Treading in the footsteps of Hitler, Trump has desecrated the temple of American democracy.
In a beer garden scene in Bob Fosse’s 1972 movie of the stage musical Cabaret, set in Germany in the 1930s, a blonde teenage boy stands among the tables and sings in a pure, clear voice of sunny meadows and stags running free in the forest.
As the camera pans down from the young man’s face to reveal a uniform and a swastika armband, and the lyrics turn to glories ahead, charmed diners rise in ones and twos to join in. First an accordion, then brass and drums join a rising crescendo of voices. Everyone is utterly enraptured.
The scene is short but mesmerising. It grabbed my attention when I first saw it years ago, and has never left me. The pull of a group, the fear of not belonging, the power of a charismatic leader are all embodied here.
Regular German citizens in those times felt the nation under Adolf Hitler was in excellent hands. And so it seemed to many Americans early in Donald Trump’s presidency, impressed by his anti-Washington rhetoric, his election win, his strongman persona and a growing economy.
The neat, clean and confident Germany of that Cabaret scene lay in ruins 12 years later, with millions killed in a savage war and its Führer dead, victim of his own megalomania. Trump’s dream lasted just four years, cut short by COVID-19 – a dark cloud for the world but a silver lining for American democracy.
Trump was unlucky to be hit by a pandemic in his re-election year, but he made things worse by not taking it seriously, a failure he shared with populist leaders elsewhere. The shocking attrition rate in the US breached his aura of invincibility and killed his re-election chances.

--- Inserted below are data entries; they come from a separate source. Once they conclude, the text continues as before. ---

PR #1115, opened 2023-04-21
kms: split KMS providers into separate Go modules

imjasonh:
This creates separate Go modules for `pkg/signature/kms/{aws,azure,gcp,hashivault}`, which each have their own dependencies.

This means that the dependency tree of `sigstore/sigstore` (the root module) is _much_ smaller -- see `go.mod` in the root of the repo. Things that only want to depend on GCP's KMS implementation can pull in that dep without also pulling in deps for AWS, Azure, etc.

This adds some complexity to CI testing: **❗running `go test ./...` from the root of the repo doesn't test submodules❗**

This might also mean we should create more tags in the repo when we cut tags. For example, in addition to a future Git tag `v1.8.0` corresponding to the Go module `github.com/sigstore/sigstore@v1.8.0`, if we want these sub-Go-modules to be available as versioned Go modules, we must also add tags named like `pkg/signature/kms/aws/v1.8.0` (presumably tagged at the same commit as `v1.8.0`). See https://go.dev/ref/mod#vcs-dir for more info.

If we decide not to do that ☝️ , then `github.com/sigstore/sigstore/pkg/signature/kms/aws` will only be available by [pseudo-versions](https://go.dev/ref/mod#pseudo-versions) (e.g., `v0.0.0-20191109021931-daa7c04131f5`).


pkg/signature/kms/gcp/go.mod
```diff
@@ -0,0 +1,43 @@
+module github.com/sigstore/sigstore/pkg/signature/kms/gcp
+
+replace github.com/sigstore/sigstore => ../../../../
```
haydentherapper, line 3: I believe the replace directive breaks installation now, is it needed?

pkg/signature/kms/gcp/go.mod
```diff
@@ -0,0 +1,43 @@
...
+
+go 1.20
```
haydentherapper, line 5: Do we want to stick with 1.18?

haydentherapper (commented):
Can we leverage Go workspaces, https://go.dev/doc/tutorial/workspaces? I think this would simplify testing

haydentherapper:
> This might also mean we should create more tags in the repo when we cut tags. For example, in addition to a future Git tag v1.8.0 corresponding to the Go module github.com/sigstore/sigstore@v1.8.0, if we want these sub-Go-modules to be available as versioned Go modules, we must also add tags named like pkg/signature/kms/aws/v1.8.0 (presumably tagged at the same commit as v1.8.0). See https://go.dev/ref/mod#vcs-dir for more info.

This would break clients, right? Would we want to do a major release bump then?

haydentherapper:
+1 to releases of each submodule alongside the main module. just need to update (or add, I dont think we have any) release instructions

imjasonh:
> Can we leverage Go workspaces, https://go.dev/doc/tutorial/workspaces? I think this would simplify testing

Go workspaces could be useful too, yeah. Even if we go that route, we'd start by having separate Go modules in the repo, so this can be considered step 1 of getting there.

pkg/signature/kms/gcp/go.mod
imjasonh: I believe it can break `go install` _of binaries in this module_, but not those in subsequent downstream consumers of this module.

I might be wrong though, and we should try `go install`ing `cosign@main` et al depending on this commit to make sure, before we bump their deps.

imjasonh:
> This would break clients, right? Would we want to do a major release bump then?

Clients who depend on `sigstore/sigstore@1.6.3` who upgrade to `@1.6.4` would not be broken. When they `go get && go mod tidy` they would gain a new module dependency on whichever KMS provider modules they actually import, and lose all the unused transitive deps of the ones they don't.

imjasonh:
> +1 to releases of each submodule alongside the main module. just need to update (or add, I dont think we have any) release instructions

It'd probably be best to have some automation react to tagging `vX.Y.Z` by also tagging that as `pkg/signature/kms/$FOO/vX.Y.Z`.

imjasonh:
Friendly ping. I've made `make test` run tests for all modules, and `make tidy` run `go mod tidy` for all modules.

If you want I can write some GitHub automation to sync `<tag>` with `pkg/signature/kms/$foo/<tag>` as well.

haydentherapper:
Will take a look Monday, thanks for the ping

pkg/signature/kms/kms_test.go
```diff
@@ -1,35 +0,0 @@
...
-
-	"github.com/sigstore/sigstore/pkg/signature/kms"
-	"github.com/sigstore/sigstore/pkg/signature/kms/aws"
-	"github.com/sigstore/sigstore/pkg/signature/kms/azure"
-	"github.com/sigstore/sigstore/pkg/signature/kms/hashivault"
-
-	"github.com/stretchr/testify/require"
-)
-
-func Test_SupportedProviders(t *testing.T) {
```
haydentherapper, line 29: Can we still have this test?

.github/workflows/sync-module-tags.yaml
```diff
@@ -0,0 +1,35 @@
...
+      matrix:
+        module:
+          - pkg/signature/kms/aws
+          - pkg/signature/kms/azure
+          - pkg/signature/kms/gcp
+          - pkg/signature/kms/hashivault
+    steps:
+      - uses: actions/checkout@v2
+      - run: |
+          tag="${{ matrix.module }}/${{ github.ref_name }}"
```
haydentherapper, line 30: Just to check, it's `/`, not `@`, which will create the versioned module?

pkg/signature/kms/kms_test.go
imjasonh: This test would reintroduce all the newly split modules into dependencies of sigstore/sigstore. They would get trimmed out of built binaries since it's only a test dependency, but downstream `go.mod`s would still inherit these dependencies, and any source-level CVE warnings from GitHub for all transitive dependencies.

haydentherapper: Ah, that makes sense.

.github/workflows/sync-module-tags.yaml
imjasonh: That's my understanding, yes, based on [this](https://go.dev/ref/mod#vcs-version):

> If a module is defined in a subdirectory within the repository, that is, the [module subdirectory](https://go.dev/ref/mod#glos-module-subdirectory) portion of the module path is not empty, then each tag name must be prefixed with the module subdirectory, followed by a slash. For example, the module golang.org/x/tools/gopls is defined in the gopls subdirectory of the repository with root path golang.org/x/tools. The version v0.4.0 of that module must have the tag named gopls/v0.4.0 in that repository.

The [opentelemetry-go](https://github.com/open-telemetry/opentelemetry-go) repo is another example:

- the [root go.mod](https://github.com/open-telemetry/opentelemetry-go/blob/main/go.mod) corresponds to go.opentelemetry.io/otel (they use a vanity importpath, to confuse things)
- there's also [`metric/go.mod`](https://github.com/open-telemetry/opentelemetry-go/blob/main/metric/go.mod), with a tag [`metric/v0.38.1`](https://github.com/open-telemetry/opentelemetry-go/releases/tag/metric/v0.38.1) which makes that [module available at v0.38.1](https://pkg.go.dev/go.opentelemetry.io/otel/metric@v0.38.1)

imjasonh:
> Just to check, any updates needed for the dependabot script?

I believe dependabot is already aware of repos containing multiple Go modules, and will send separate PRs for dependency updates for sub-Go-modules. For example, in otel: https://github.com/open-telemetry/opentelemetry-go/pulls?q=is%3Apr+author%3Aapp%2Fdependabot+is%3Aclosed

.github/workflows/sync-module-tags.yaml
haydentherapper: Thanks for checking!

haydentherapper:
Looks great, just need to rebase.

haydentherapper (approved):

But the death blow to his reputation was entirely self-administered. “Will be wild,” Trump tweeted ahead of his “Save America March”, and he was not wrong. But the invasion of Congress, stoked by Trump’s rambling speech to avid supporters, was his political suicide.

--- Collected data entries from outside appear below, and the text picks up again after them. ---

PR #1141, opened 2023-05-04
Add comment to GCP KMS about ignored hash function

codysoyland:


haydentherapper:
Can you drop the unrelated commit?

haydentherapper:
Actually, would it be better to include this in Fulcio than here?

haydentherapper:
I was thinking of a comment in Fulcio, since here it ignored the parameter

“We won this election, and we won it by a landslide,” he told his cheering, jeering audience. “We will never concede; you don’t concede when there’s theft involved… You will have an illegitimate president… and we can’t let that happen.”

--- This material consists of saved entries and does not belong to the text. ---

PR #11114, opened 2024-10-26
fix: do not create junction table metadata when it already exists

ragrag:
### Description of change

After the introduction of entityMetadatasMap in https://github.com/typeorm/typeorm/pull/9914/commits/f12a95cfee1965744cd8772c735a409e01035ad5 an issue arises where a junction table defined by user in entities would have multiple metadata entries (one for entity manually defined by the user, and one for the auto-created metadata by typeorm). This would cause problems as the junction table metadata would override the user defined metadata in entityMetadatasMap.

This PR ensures metadata for junction tables already created by users do not exist twice in entityMetadatas and thus avoiding conflicts when its resolved from entityMetadatasMap. This works by always using the user defined entity metadata if it exists.

This bug exists from version 3.13 and blocks upgrading if junction tables are used. 

### Fixes:
https://github.com/typeorm/typeorm/issues/10412 (includes repro)
https://github.com/typeorm/typeorm/issues/10463 
https://github.com/typeorm/typeorm/issues/10643

Apart from those issues, as a side effect of this fix, other various issues related to duplicate sql statements while generating migrations in conjunction with user defined junction tables, for example https://github.com/typeorm/typeorm/issues/7955, https://github.com/typeorm/typeorm/issues/11126 and similar issues are fixed or partially fixed

### Pull-Request Checklist

- [x] Code is up-to-date with the `master` branch
- [x] `npm run format` to apply prettier formatting
- [x] `npm run test` passes with this change
- [x] This pull request links relevant issues as `Fixes #0000`
- [x] There are new or updated unit tests validating the change
- [ ] Documentation has been updated to reflect this change
- [x] The new commits follow conventions explained in [CONTRIBUTING.md](https://github.com/typeorm/typeorm/blob/master/CONTRIBUTING.md)

## Summary by CodeRabbit

- **Bug Fixes**
  - Resolved an issue where duplicate metadata could be created for user-defined junction tables in many-to-many relationships.

- **Tests**
  - Added new test cases to verify correct handling of user-defined junction tables and ensure no duplicate metadata is generated.

- **New Features**
  - Introduced entity schemas and relationships for User, Document, and DocumentRelation to support many-to-many associations via a custom junction table.

PR #11720, opened 2025-10-10
fix: prefer user-defined junction metadata over auto-generated

### LINKED ISSUE #11637: Many-to-many relationships broken when user-defined junction entity exists (0.3.26 regression)
### Issue description

TypeORM 0.3.26 appears to have changed behavior for many-to-many relationships when user-defined junction entities exist. The relationship data is not being persisted correctly, with junction table rows containing NULL values instead of the expected foreign key relationships.

### Expected Behavior

In TypeORM <=0.3.25, junction table should be populated with proper foreign key values:
```sql
INSERT INTO "vet_specialty"("vet_id", "specialty_name") VALUES ($1, $2), ($3, $4) -- PARAMETERS: [1,"dogs",1,"cats"]

```

Junction table contains relationship data, queries return related entities.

“After this… and I’ll be there with you… we’re going walk down to the Capitol, and we’re going… to try and give [senators and representatives] the kind of pride and boldness that they need to take back our country.”
In his speech Trump regurgitated the same claims about voter fraud that formed the basis of 60-odd legal suits by the president’s lawyers. All were thrown out by state and federal judges – many of them his own appointees – because there was no evidence to support them.
The president didn’t go with his people to the Capitol as he said he would. Instead he was whisked away in a bulletproof car to a secure White House, where he watched events unfold on television.
It was well known many days ahead that the rally was happening. But amazingly Trump’s riotous mob was able to advance with relative ease through the Capitol’s front entrance and force its way into the Senate and House chambers, vandalising their contents and terrorising elected officials and others who worked there, before they were finally removed.
Trump claimed later that he “immediately” deployed federal reinforcements, but they arrived well over an hour after the breach, when the damage had already been done. The thing is, a government’s response to a riot is bound to be half-baked when its own commander-in-chief instigated it.
Reading the text of a Trump speech, including the one that led to this first breach of the Capitol in over 200 years, you wonder how it could inspire anyone. But watching it you can feel the cult leader’s extraordinary self-belief working on his audience. The rapt crowd wants what he says to be true, and so it is.
Trump leaves office in eight days, but this story has a way to go. After the riot House speaker Nancy Pelosi said he was “unhinged”, and Harvard psychiatrist Lance Dodes diagnosed a delusional psychopath who will become increasingly unstable in post-presidential life. But none of that absolves him from responsibility for the desecration of the Capitol.
Of all the options for his premature departure – resignation, Article 25 suspension, or congressional impeachment and conviction – only the latter stops him from standing in the 2024 election. For many, especially Republican senators who fear for their party’s future under Trump, that would surely have a lot of appeal.